Identification of serum prognostic biomarkers of severe COVID-19 using a quantitative proteomic approach

• Published in: Scientific reports Vol. 11; no. 1; pp. 20638 - 9
• Main Authors: Kimura, Yayoi, Nakai, Yusuke, Shin, Jihye, Hara, Miyui, Takeda, Yuriko, Kubo, Sousuke, Jeremiah, Sundararaj Stanleyraj, Ino, Yoko, Akiyama, Tomoko, Moriyama, Kayano, Sakai, Kazuya, Saji, Ryo, Nishii, Mototsugu, Kitamura, Hideya, Murohashi, Kota, Yamamoto, Kouji, Kaneko, Takeshi, Takeuchi, Ichiro, Hagiwara, Eri, Ogura, Takashi, Hasegawa, Hideki, Tamura, Tomohiko, Yamanaka, Takeharu, Ryo, Akihide
• Format: Journal Article
• Language: English
• Published: London Nature Publishing Group UK 19.10.2021; Nature Publishing Group; Nature Portfolio
• Subjects: 631/1647/2067; 692/53; 692/699/255/2514; Coronaviruses; COVID-19; Enzyme-linked immunosorbent assay; Global health; Humanities and Social Sciences; Inflammation; Interleukin 6; Mass spectrometry; Mass spectroscopy; Medical prognosis; multidisciplinary; Pandemics; Patients; Prognosis; Proteins; Public health; Science; Science (multidisciplinary); Serum proteins; Tumor necrosis factor; Tumor necrosis factor-TNF
• ISSN: 2045-2322; 2045-2322
• DOI: 10.1038/s41598-021-98253-9

The COVID-19 pandemic is an unprecedented threat to humanity that has provoked global health concerns.
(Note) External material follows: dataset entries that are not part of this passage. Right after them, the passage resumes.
PR #1335, opened 2021-09-08
parser: support 'binary' symbol in set statements

tangenta:

Using `BINARY` in SET statements gets a syntax error because it is a keyword.

```sql
mysql> set @@character_set_results = binary;
ERROR 1064 (42000): You have an error in your SQL syntax; check the manual that corresponds to your TiDB version for the right syntax to use line 1 column 36 near ""
```

MySQL handled this problem by adding a rule:

https://github.com/mysql/mysql-server/blob/beb865a960b9a8a16cf999c323e46c5b0c67f21f/sql/sql_yacc.yy#L15902

Add a rule for `SetExpr`.

### Check List 

Tests 

 - Unit test
 - Integration test

Code changes

NA

Side effects

NA

Related changes

NA

### DIFF
--- a/parser.y
+++ b/parser.y
@@ -9645,6 +9645,10 @@ SetExpr:
 	{
 		$$ = ast.NewValueExpr("ON", parser.charset, parser.collation)
 	}
+|	"BINARY"
+	{
+		$$ = ast.NewValueExpr("BINARY", parser.charset, parser.collation)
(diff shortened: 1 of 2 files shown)


zimulala (approved):
LGTM

xiongjiwei (approved):

PR #1336, opened 2021-09-09
mysql/charset: add a mapping from charset ID to charset name

tangenta:

In PR https://github.com/pingcap/tidb/pull/27875, the semantic of `character_set_results == null` is to return the result string encoded with the column charset. 

However, the charset is represented as `CharsetID`(`uint8`), I need a function to map this ID to charset name to `Lookup` the corresponding `Encoding` struct.

Add a mapping from charset ID to charset name.

### Check List 

Tests 

 - Unit test
 - Integration test

Code changes

None

Side effects

None

Related changes

None


zimulala (approved):
LGTM

xiongjiwei (commented):
there is a `collationsIDMap` in `charset/charset.go` why not use that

Since the etiopathogenesis of this illness is not fully characterized, the prognostic factors enabling treatment decisions have not been well documented. Accurately predicting the progression of the disease would aid in appropriate patient categorization and thus help determine the best treatment option. Here, we have introduced a proteomic approach utilizing data-independent acquisition mass spectrometry (DIA-MS) to identify the serum proteins that are closely associated with COVID-19 prognosis. Twenty-seven proteins were differentially expressed between severely ill COVID-19 patients with an adverse or favorable prognosis. Ingenuity Pathway Analysis revealed that 15 of the 27 proteins might be regulated by cytokine signaling relevant to interleukin (IL)-1β, IL-6, and tumor necrosis factor (TNF), and their differential expression was implicated in the systemic inflammatory response and in cardiovascular disorders. We further evaluated practical predictors of the clinical prognosis of severe COVID-19 patients. Subsequent ELISA assays revealed that CHI3L1 and IGFALS may serve as highly sensitive prognostic markers. Our findings can help formulate a diagnostic approach for accurately identifying COVID-19 patients with severe disease and for providing appropriate treatment based on their predicted prognosis.